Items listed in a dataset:
Content starts
Issue #793, opened 2020-07-11
`mailto:` and `ftps:` supposedly Not a valid URL


relikd:
![screen](https://user-images.githubusercontent.com/1321720/87234112-1f0f5800-c3ce-11ea-8116-98b7b9e15ad7.png)

Maybe there are more schemes that aren't supported. But `mailto:` is such a commonly used scheme that I would add it.

relikd:
Since this fix only addressed the mentioned URL schemes specifically, I want to add that there are other schemes that are still not supported with the updated version. E.g. `webcal:`, `feed:`, and probably a hundred more

relikd:
Ok, this is becoming a problem now. I can't save a page because it says the `feed:` url isnt valid. Even though I want to delete a completely unrelated part.

PR #864, opened 2021-01-19
Add support for all (and custom) URL schemes

relikd:
adds support for `webcal:` and `feed:` URLs

### Related Issues / Links

Related #793

### Description of Changes

### DIFF
--- a/lektor/admin/static/js/utils.test.ts
+++ b/lektor/admin/static/js/utils.test.ts
@@ -12,7 +12,7 @@ describe("Utils", () => {
   it("check URL validity", () => {
     ok(isValidUrl("http://example.com"));
     ok(isValidUrl("https://example.com"));
-    ok(!isValidUrl("https:file"));
+    // ok(!isValidUrl("https:file"));  // ignoring this case in favor of more generic regex
     ok(!isValidUrl("https:/example.com"));
     ok(isValidUrl("ftp://example.com"));
     ok(isValidUrl("ftps://example.com"));
@@ -20,6 +20,12 @@ describe("Utils", () => {
     ok(isValidUrl("mailto:user@example.com"));
     ok(isValidUrl("mailto:anythingreally"));
     ok(!isValidUrl("mailto:with spaces"));
+    ok(isValidUrl("z39.50r://example.com:8001/database?45"));
+    ok(isValidUrl("svn+ssh://example.com"));
+    ok(isValidUrl("feed:example.com/rss"));
+    ok(isValidUrl("webcal:example.com/calendar"));
+    ok(isValidUrl("ms-help://section/path/file.htm"));
+    ok(!isValidUrl("anyscheme:/oneslash"));
   });
 
   it("trim strings of slashes and colons", () => {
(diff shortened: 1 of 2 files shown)


yagebu (changes requested):
Thanks for the PR! Like the checklist suggests, this should have a test.

Instead of iteratively adding more and more schemes, I think it would be preferable to just accept all schemes.

yagebu (approved):
Nice, thanks :)

relikd:
damn it. Who would have thought that this can still become an issue. Should we disable the URL validity altogether?

screen

dairiki:
I am no expert on the working of the admin UI, but might it be "good enough" if, in lieu of validating via js, the input element for the URL widget were changed to `<input type="url">` (thus relying on the browser to do any validation)?

At this point, exactly what sorts of invalid URLs are we aiming to flag here?

yagebu:
> damn it. Who would have thought that this can still become an issue. Should we disable the URL validity altogether?

The current checker is quite lax and what you've input there simply is not an URL (which would look like `scheme:...`). Why use an URL field and not just a plain string field if you don't want URLs?

> I am no expert on the working of the admin UI, but might it be "good enough" if, in lieu of validating via js, the input element for the URL widget were changed to <input type="url"> (thus relying on the browser to do any validation)?

That would be an option but would probably take some work (to show the error similarly to the other inputs etc.). A simpler solution could be to use `new URL(...)` from JS and check if that works. But since the main complaint so far has been that this is too strict, I'm not too keen to spend time to make this (currently lax) check stricter.

relikd:
> Why use an URL field and not just a plain string field if you don't want URLs?

That is what I ended up doing. I guess context is relevant here. My template uses the url field as a html anchor href value. So it technically really is a URL, but a same-site relative link. And yes, using a string is fine, but it does not feel right. Because the URL type conveys additional information about the field, namely that the user is supposed to enter a valid URL(-path) and not just random characters. Additionally, the icon to the right of the field also signals its purpose (link-icon vs. paragraph-icon).

yagebu:
With `addon_label` you can also modify the icon that's displayed to the right of the input without having to change the field type.

dairiki:
If we're voting, I would vote that [relative URLs](https://datatracker.ietf.org/doc/html/rfc3986#section-4.2) should be allowed in `url` fields.  It is a common use case.  Relative URLs are URLs, and, in our case, we have the good fortune to always have an unambiguous base URL (that of page containing the `url` field) with which to interpret them.

This is an *admin* UI for a static website.  We're not concerned here with preventing HTML injection or whatever. For the most part, we should take the admin at their word that what they've typed in is what they meant.

If relative URLs are allowed, `lektor.utils.Url` (the type presented to templates for a `'url` field) could be enhanced so that it is aware of the base URL of the current page (the page that contains the `url` field.)  This would allow it to implement, e.g., an `.abspath` and perhaps an `.absurl` property.

----

If anyone really wants more specificity as to what sorts of URLs are allowed, options could be added to the `url` field to specify further constraints. E.g.
- A boolean option do disallow relative URLs
- An option (string-list) to specify allowed schemes

Ideally (I think) these constraints would be enforced both client-side by the admin UI and python-side.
Content ends
» Task to carry out:
Nothing but lines that contain "user" should appear in the answer. Copy each from the records.

» Answer box:
![screen](https://user-images.githubusercontent.com/1321720/87234112-1f0f5800-c3ce-11ea-8116-98b7b9e15ad7.png)
     ok(isValidUrl("mailto:user@example.com"));
That is what I ended up doing. I guess context is relevant here. My template uses the url field as a html anchor href value. So it technically really is a URL, but a same-site relative link. And yes, using a string is fine, but it does not feel right. Because the URL type conveys additional information about the field, namely that the user is supposed to enter a valid URL(-path) and not just random characters. Additionally, the icon to the right of the field also signals its purpose (link-icon vs. paragraph-icon).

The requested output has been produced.